All of the records should be given again exactly as they appear.
** Opening DATA EXCERPTS block **
PR #94, opened 2023-08-16
:up: Set minimum Python version for plum to Python 3.8

gabrieldemarmiesse:
Python 3.7 end of support for security bugs was the 5th of june 2023.

Some notes here:

* This allows the python version in pre-commit to be the same as the one installed for testing of plum (3.8) because before, the pre-commit python version was 3.8 and the minimum python version for plum was 3.7.
* Since `typing.Literal` is available in python 3.8, I think `plum.Val` can be now deprecated. I made the related changes.
* `get_args` and `get_origin` can now be imported normally.

### DIFF
--- a/.github/workflows/ci.yml
+++ b/.github/workflows/ci.yml
@@ -10,7 +10,7 @@ jobs:
     strategy:
       fail-fast: false
       matrix:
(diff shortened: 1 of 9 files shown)


wesselb:
This is great! Removes a whole bunch of annoying boilerplate. Thanks!! :)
** Closing DATA EXCERPTS block **
*FINISHED TASK*
PR #94, opened 2023-08-16
:up: Set minimum Python version for plum to Python 3.8

gabrieldemarmiesse:
Python 3.7 end of support for security bugs was the 5th of june 2023.

Some notes here:

* This allows the python version in pre-commit to be the same as the one installed for testing of plum (3.8) because before, the pre-commit python version was 3.8 and the minimum python version for plum was 3.7.
* Since `typing.Literal` is available in python 3.8, I think `plum.Val` can be now deprecated. I made the related changes.
* `get_args` and `get_origin` can now be imported normally.

### DIFF
--- a/.github/workflows/ci.yml
+++ b/.github/workflows/ci.yml
@@ -10,7 +10,7 @@ jobs:
     strategy:
       fail-fast: false
       matrix:
(diff shortened: 1 of 9 files shown)


wesselb:
This is great! Removes a whole bunch of annoying boilerplate. Thanks!! :)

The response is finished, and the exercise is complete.